[DATASET — start]
PR #544, opened 2026-07-03
avoid duplicate copies of docker layers

fmigneault:
## Overview

Reworks the docker command to avoid duplicate copy of file contents.
Because of the introduced `chown nonroot`, that basically forces the docker layer to cache all installed package files twice!

```
birdhouse/finch:version-0.13.2                  289b1b21b679       2.58GB
birdhouse/finch:0.13.3-dev.3                    0e7982021ae3       4.85GB  <---
birdhouse/finch:0.13.3-dev.3-with-chown-copy    e94cb8840170       2.77GB
```

The update uses a preemptive user creation and then `COPY --chown` with that user to return close to the original size (assumed the diff is from other package artifacts).

I also attempted removing unnecessary dev/doc deps from `environment.yml` to reduce size (since it is used for installation in the docker).
However, many doc deps (`sphinx` and co.) remain. I suspect this is caused by https://github.com/geopython/pywps/blob/main/environment.yml which also includes dev/doc packages unnecessarily.

Normally (like in https://github.com/crim-ca/weaver/blob/307478adfb1a220cc57ced5e32c74ec6431f1679/requirements.txt#L122 does), a **pip** install of `pywps` will NOT include the dev/doc packages (I can confirm this in the Weaver docker image). However, because `environment.yml` is used in `finch` with conda-forge packages, I assume https://anaconda.org/channels/conda-forge/packages/pywps/overview is used instead of the pypi release, and that must build using it corresponding https://github.com/geopython/pywps/blob/main/environment.yml including dev/doc.

I can find the links this way:
```shell
docker run --rm birdhouse/finch:0.13.3-dev.3-with-chown-copy bash -lc 'python - <<"PY"
import glob, json, os
meta = "/opt/conda/envs/finch/conda-meta"
# Is sphinx installed?
sphinx = sorted(glob.glob(os.path.join(meta, "sphinx-*.json")))
print(f"sphinx_installed={bool(sphinx)}")
if sphinx:
    print("sphinx_pkg=", os.path.basename(sphinx[0]))
# Which installed packages declare sphinx as dependency?
parents = []
for fp in glob.glob(os.path.join(meta, "*.json")):
    with open(fp, "r", encoding="utf-8") as f:
        data = json.load(f)
    deps = data.get("depends", []) or []
    if any(d.split()[0] == "sphinx" for d in deps):
        parents.append((data.get("name"), data.get("version"), os.path.basename(fp)))
print("parents_of_sphinx:")
for p in sorted(parents):
    print(" -", p[0], p[1], p[2])
PY'
```
```shell
sphinx_installed=True
sphinx_pkg= sphinx-9.1.0-pyhd8ed1ab_0.json
parents_of_sphinx:
 - pywps 4.7.0 pywps-4.7.0-pyhd8ed1ab_0.json
 - sphinxcontrib-applehelp 2.0.0 sphinxcontrib-applehelp-2.0.0-pyhd8ed1ab_1.json
 - sphinxcontrib-devhelp 2.0.0 sphinxcontrib-devhelp-2.0.0-pyhd8ed1ab_1.json
 - sphinxcontrib-htmlhelp 2.1.0 sphinxcontrib-htmlhelp-2.1.0-pyhd8ed1ab_1.json
 - sphinxcontrib-qthelp 2.0.0 sphinxcontrib-qthelp-2.0.0-pyhd8ed1ab_1.json
 - sphinxcontrib-serializinghtml 2.0.0 sphinxcontrib-serializinghtml-2.0.0-pyhd8ed1ab_0.json
```

## Changes:

* Update Docker build to employ only core packages (removed dev/doc from ``environment.yml``).
* Optimized Dockerfile to avoid duplicating conda environment layer (and therefore duplicating size as well) when setting nonroot user.
* Fixed the `CHANGELOG.rst` rendering (not using double code quotes)

## Additional Information

@Zeitsperre @cehbrecht
I recommend removing the dev/doc references from pywps's `environment.yml` altogether to remove unnecessary packages at runtime for all users relying on conda-forge release.

In the meantime, a patch can be applied locally by doing:
```diff
dependencies:
  - python >=3.11,<3.15
  - pip >=26.1.0
- - pywps >=4.6
+ - pip:
+   - pywps >=4.6 
```

### DIFF
--- a/pyproject.toml
+++ b/pyproject.toml
@@ -138,6 +138,11 @@ serialize = [
 ]
 
 [[tool.bumpversion.files]]
+filename = "Makefile"
+search = "APP_VERSION ?= \"{current_version}\""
[DATASET — finish]
WHAT THE EXERCISE ASKS: In the lines above, find each one with "sphinxcontrib" and list it.

REPLY:
 - sphinxcontrib-applehelp 2.0.0 sphinxcontrib-applehelp-2.0.0-pyhd8ed1ab_1.json
 - sphinxcontrib-devhelp 2.0.0 sphinxcontrib-devhelp-2.0.0-pyhd8ed1ab_1.json
 - sphinxcontrib-htmlhelp 2.1.0 sphinxcontrib-htmlhelp-2.1.0-pyhd8ed1ab_1.json
 - sphinxcontrib-qthelp 2.0.0 sphinxcontrib-qthelp-2.0.0-pyhd8ed1ab_1.json
 - sphinxcontrib-serializinghtml 2.0.0 sphinxcontrib-serializinghtml-2.0.0-pyhd8ed1ab_0.json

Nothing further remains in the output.